Dies ist eine Zeit der Gnade, eine Zeit, in der wir uns darauf vorbereiten, das Heilige Kind willkommen zu heißen. Mögen wir, wie die Hirten und Magier des Ostens und wie Josef und Maria, das Kommen des Heiligen Kindes begrüßen, das uns Frieden und Liebe bringt. Wenn wir das Gefühl haben, zur Gruppe der „großen Sünder“ zu gehören, dürfen wir nicht verzweifeln, denn Jesus wurde genau für uns geboren.
Wir wollen nicht die Herbergswirte von Bethlehem nachahmen, noch die Bewohner Jerusalems, die Hohepriester und die Ältesten des Volkes, den grausamen Herodes – denn sie haben ihr Herz verschlossen. Die Armen haben keinen Zutritt. Also wird Jesus nicht eintreten. Aber wir sollten für sie beten und Gott bitten, die Tür ihrer Herzen zu öffnen und ihre steinernen Herzen zum Schmelzen zu bringen. Denn auch sie sind Kinder Gottes. Wir müssen hoffen, dass diejenigen, die draußen sind, eintreten können und dass diejenigen, die drinnen sind, bleiben können.
Porfiri: Wie erleben Sie diese besondere Zeit, in der der Sohn Gottes zur Erlösung aller Menschen Mensch wird?
Kardinal Zen: Tatsächlich ist es eine Zeit der Gnade für alle, eine Zeit, in der wir aufgerufen sind, wie die Hirten oder die Heiligen Drei Könige zur Krippe zu eilen, um das Jesuskind anzubeten.
In einem wunderschönen Weihnachtslied, Adeste Fideles, heißt es ‚et nos ovanti, gradu festinemus‘, „Auch wir, mit freudigem Schritt, wollen herbeieilen“, in die Gegenwart des Emmanuel zu gehen, des „Gott mit uns“.
Dies ist eine Zeit, in der wir auch die Gegenwart Marias, der Mutter Jesu, stark spüren, Maria, die unsere Hilfe ist, Maria, Hilfe der Christen, ein Name, der uns Salesianern so am Herzen liegt.

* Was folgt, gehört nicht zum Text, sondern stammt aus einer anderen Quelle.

PR #1008, opened 2022-04-21
Adjusted Docker file and sign_android.sh to be build and signe android  signer.apk 

EgorPopelyaev:


docker/Dockerfile
```diff
@@ -1,20 +1,19 @@
...
+LABEL maintainer="Parity Technologies <admin@parity.io>"
 
 ENV ANDROID_SDK_ROOT /opt/android-sdk-linux
 ENV ANDROID_HOME /opt/android-sdk-linux
 ENV NDK_HOME /opt/android-ndk
-ENV ANDROID_NDK_VERSION r23b
 ENV JAVA_HOME /usr/lib/jvm/java-11-openjdk-amd64/
 
 RUN apt-get -y update && apt-get -y install default-jdk wget unzip curl clang
+RUN apt-get -y install python git
```
rcny, line 11: Combine it into the one layer, e.g. `RUN apt-get -y update && apt-get -y install default-jdk wget unzip curl clang python git`

docker/Dockerfile
```diff
@@ -25,20 +24,7 @@ ENV PATH ${PATH}:${ANDROID_SDK_ROOT}/platform-tools:${ANDROID_SDK_ROOT}/cmdline-
...
-    unzip -q android-ndk-${ANDROID_NDK_VERSION}-linux.zip && \
-# move to its final location
-    mv ./android-ndk-${ANDROID_NDK_VERSION} ${NDK_HOME} && \
-# remove temp dir
-    cd ${NDK_HOME} && \
-    rm -rf /opt/android-ndk-tmp
-
-# add to PATH
-ENV PATH ${PATH}:${NDK_HOME}
+RUN echo "y" | sdkmanager --install "ndk;24.0.8215888" --sdk_root=${ANDROID_SDK_ROOT}
```
TriplEight, line 27: It's better to combine all the `RUN` operations into one layer

docker/Dockerfile
```diff
@@ -1,20 +1,19 @@
 # This dockerfile is based on Bitrise but with a lot of extra cruft we don't need removed
 FROM ubuntu:focal
-MAINTAINER Parity Technologies <admin@parity.io>
+LABEL maintainer="Parity Technologies <admin@parity.io>"
```
TriplEight, line 3: A good practice would be write more metadata as we do pretty much everywhere [else](https://github.com/paritytech/scripts/blob/master/dockerfiles/ci-linux/Dockerfile#L8)

TriplEight (changes requested):

docker/Dockerfile
EgorPopelyaev: Here, when I do so, I get a strange behavior while installing jdk. It prompts to chose a region and while building an image stuck at this point. When it separate, it goes without asking for it. Don't know exactly why it behaves like this.

docker/Dockerfile
EgorPopelyaev: 👍 I'll adjust it accordingly

docker/Dockerfile
TriplEight: ` ENV DEBIAN_FRONTEND=noninteractive` solves this

docker/Dockerfile
TriplEight: apparently, as long as you're not publishing it, and I've never found if you do, this is not necessary.

EgorPopelyaev: yep, basically, this image is intended only for internal use, to be able to have a quick set up to build an Android version

PR #1045, opened 2022-05-17
docs: fix adding new network docs

jak-pan:
Fix docs about adding new networks (multiple typos with add_spec instead of add_specs)


Slesarew (approved):
thank you

PR #1051, opened 2022-05-23
fix: reduce qr size, switched to indexed colors

varovainen:
After switching to `png` crate in multiframe QR generation, all QR code files became much larger with same content and frame number. Switched here to 1-bit indexed colors instead of 8-bit grayscale, to get smaller size files. QRs are still done in two colors, main and back, from `constants`. These could be any colors, not only grayscale.


prybalko (approved):
Now it's even more lightweight than it used to be. Nice 👍

PR #1054, opened 2022-05-24
fix: android filter out non qr barcodes

montekki:


Slesarew (approved):
This does not seem to cause backwards compatibility issues. Does not cause noticeable performance boost, unfortunately, but this is certainly right thing to do.

PR #1065, opened 2022-06-02
fix: android: scan screen always on

### LINKED ISSUE #1041: Android - Prevent screen from going off when scanning
Scanning Metadata takes a while, a lot longer than the automatic screen sleep timer (prob 30s to 1min depending on users).
Generally, I expect users to place their phone in front of their screen, and leave it there rather than holding it for several minutes.

Because of this, it would be great if we you had the ability to prevent the phone to turn into sleep mode, and in the same time, keep the QR reading on.

montekki:
Fixes #1041


Slesarew (changes requested):
I think it would be a nice UX move to only enable this if at least 1 frame was captured.

User accidentally left phone in scan mode - go to sleep mode;

User started scanning - keep awake

Slesarew (approved):
The check could be hidden into ScanProgressBar which checks for exactly same condition, but it does not matter now and things will probably change later.

PR #1069, opened 2022-06-03
fix: remove message signing until final form is decided

varovainen:
Processing messages (payload code `0x03`) is temporarily blocked.
It will be back as soon as the exact content of the raw message is discussed, approved, and written in standard.
Related tests are modified or commented.


prybalko:
Superseded by #1332

PR #1070, opened 2022-06-06
fix: backend: verifier key hash type

### LINKED ISSUE #1060: Use H256 for all 32-byte items.
Let's replace VerifierKey inner content with H256 as well. Because VerifierKey is just the genesis hash.

_Originally posted by @varovainen in https://github.com/paritytech/parity-signer/pull/999#discussion_r884669091_

montekki:
Fixes #1060

### DIFF
--- a/rust/db_handling/src/helpers.rs
+++ b/rust/db_handling/src/helpers.rs
@@ -507,7 +507,7 @@ pub fn remove_network(
     let general_verifier = get_general_verifier(database_name)?;
     let network_specs = get_network_specs(database_name, network_specs_key)?;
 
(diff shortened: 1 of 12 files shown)


varovainen:
Just realized something. If the `&[u8]` that we try to get into H256 has incorrect size, `primitive_types` source panics ([here](https://github.com/paritytech/parity-common/blob/master/fixed-hash/src/hash.rs#L188)). We can add size-check right before the transformation.

Slesarew (approved):
Now we should change genesis_hash and probably more into this type.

Wie sehr müssen wir Maria unsere Schmerzen und Leiden anvertrauen! Heute scheint es uns, dass es viel zu verzweifeln gibt, aber Maria verlässt uns nicht, sie ist bei uns und zeigt uns ihren Sohn als unseren Erlöser.
Porfiri: Im Buch gibt es einen Abschnitt, in dem Sie an einige liturgische Lieder für die Advents- und Weihnachtszeit erinnern. Warum?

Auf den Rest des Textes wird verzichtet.